Patty Remedies has been cutting hair at various locations in downtown Shreveport for 34 years.
So when her son, Ronnie Remedies, approached her with the idea of buying her own building to house Shreve Towne Barber Shop, there was no other part of the city where she wanted to be.
“I never wanted to leave the zip code here,” she said. “This is what I built my business on.”
Patty Remedies partnered with Ronnie to purchase and renovate 514 Crockett St., a building at least 80 years old situated next to the former SporTran terminal in downtown Shreveport.
Now moved in and officially open in the new location, Remedies said she is thrilled at the transformation the old building has undergone.
“We’re dreamers, and I had the dream and he had the vision,” she said. “Together we made this happen, and I’m just real excited about it. To breathe life into this building is just amazing.”
The building at 514 Crockett St. was constructed sometime around the 1930s and has survived into the 21st Century, whereas many other former structures around it did not.
From the front façade, the 6,000-square-foot building looks like one structure, but it is actually two, separated by a dividing wall.
A brick wall inside, formerly concealed by wood paneling, revealed an advertisement mural trumpeting a long-gone store’s sale of abdominal supports and surgical corsets.
Once owned by the Communication Workers of America representing employees of AT&T, the facility was the site of regular union meetings for hundreds of members downtown.
The organization’s needs began to change over the years and, more recently, half of the building was being used to house just one worker and sporadic meetings, said Liz Swaine, executive director of the Downtown Development Authority. The other half of the building was vacant.
“They were in a quandary — they had owned this building for a number of years, it needed a lot of repairs, it was dingy and very 1970s,” Swaine said. “Ronnie will take a building and before you know it, boom — that building is vibrant and wonderful and looks great, and that’s what you need downtown.”
Ronnie Remedies, who also owns downtown properties including 1200 Marshall St. and 1122 Marshall St., said he liked Crockett Street for his mother’s business better than her last location on Spring Street. He estimated that 60 to 80 percent of his mother’s clientele walks to her barber shop.
“To get across Spring Street, the traffic is moving so fast and it was dangerous,” he said. “It wasn’t really the best place for her.”
After closing on the sale this past fall, Remedies got to work on repairing the building’s roof and completely renovating the outside façade and interior.
Ultimately, improving a downtown building is not just about what he can get out of the investment, Remedies said.
“I’ve lived here my whole life and there’s no doubt, I think my record shows I love my hometown, I like to reinvest here,” he said. “It’s not just about property that I own, but it’s about making it a better place to attract new people. The synergy builds when we get new people downtown.”
Goosehead Insurance also will move into the building, and there’s room for more tenants as well.

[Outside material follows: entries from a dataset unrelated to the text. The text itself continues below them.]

PR #106, opened 2021-01-18
ec2: add cleanup for volumes

asmorodskyi:


ocw/lib/EC2.py
```diff
@@ -117,6 +117,23 @@ def cleanup_snapshots(self):
...
+            return
+        delete_older_than = date.today() - timedelta(days=cleanup_ec2_max_volumes_age_days)
+        for region in self.all_regions:
+            response = self.ec2_client(region).describe_volumes()
+            for volume in response['Volumes']:
+                if datetime.date(volume['CreateTime']) < delete_older_than:
+                    self.log_info("Deleting volume {} in region {} with CreateTime={}", volume['VolumeId'],
+                                  region, volume['CreateTime'])
+                    if self.dry_run:
+                        self.log_info("Volume deletion of {} skipped due to dry run mode", volume['VolumeId'])
```
b10n1k, line 133: i would assume that even in a dry_run you would like to see the age of the volume.

b10n1k:
@asmorodskyi i was wondering if you have to make a check (to see if the volume to delete is attached to any instane first) before the deletion? but i am not sure as you remove all instance first in `cleanup_all` and maybe it is unnecessary but what happens it would be used alone? just thinking...

pdostal:
> @asmorodskyi i was wondering if you have to make a check (to see if the volume to delete is attached to any instane first) before the deletion? but i am not sure as you remove all instance first in `cleanup_all` and maybe it is unnecessary but what happens it would be used alone? just thinking... 

If I'm not mistaken the API won't allow attached volume to be deleted.

ocw/lib/EC2.py
asmorodskyi: thanks I will update log message

asmorodskyi:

Active businesses being in that building will only help contribute to the hustle and bustle needed downtown, Swaine said.
“They’re generating foot traffic, interest and vibrancy, bringing people to this building, which makes (customers) look at other buildings,” she said. “People come down here and have their hair cut, and they decide to go to Rhino Coffee, Robinson Film Center, Abby Singer’s. The more people we get downtown, the better off we are.”